Youth, Autism, and Manga as a Visual Language
March 24, 2022
Wall Scholars Anamaria Richardson (Medicine, UBC) and Khanh Dao Duc (Mathematics, UBC), along with Wall Associate Cristina Conati (Computer Science, UBC), are collaborating on a study that will provide some of the first research to ascertain if there is any affinity to reading manga by youth with autism and to appreciate if there are differences in how youth read manga.
Dr. Richardson works with many youth with high-functioning autism in her pediatric practice and has observed an apparent affinity to reading manga and watching anime in these youth. There’s long been a perceived relationship between manga and autism, so much so that some resources for educators even suggest manga-based supports or clubs to create inclusive environments for people with autism. However, until now there’s been no specific research resolving whether the relationships exists.
“This study could lead to a further understanding of the cognitive impact of autism on reading,” says Dr. Richardson. “It could also allow for potential objective measure for diagnostic purposes, and use of manga for communication or interventions.”
The study will use eye tracking (ET) technology and leverage its metrics, to identify if there is any specific affinity to reading manga in high functioning autistics, and if reading manga differs between neurodiverse (high functioning autism) and neurotypical youth. ET is a non-invasive technique that measures the gaze of a participant to capture a number of variables such as duration of fixation, re-fixation (go-backs), saccades, blinking, pupillary response.

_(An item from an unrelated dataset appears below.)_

PR #3883, opened 2026-01-03
Fix: Allow users to specify a custom path name within the vencloud instance

bWlrYQ:
While attempting to self-host a Vencloud instance, I realised that I could not specify a backend API in the following format: `https://foo.bar/vencloud/`

Despite the backend API URL being stored locally properly by Vencord, the call to Vencloud would be: `https://foo.bar/v1/oauth/settings`.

The Wall Scholars plan to recruit 20 youth (13-17) with high-functioning autism, and 20 youth without autism, to participate in the study by reading a manga comic displayed on a monitor connected to an eye tracking device for 10-15 minutes. Comparative statistical analysis wil then allow them to assess any differences between the studied groups.
“We’re pleased to be collaborating with Dr. Conati,” says Dr. Dao Duc. “She’s provided access to several Tobii pro eye trackers in her lab, as well as support with the technical aspects of data collection for this study.”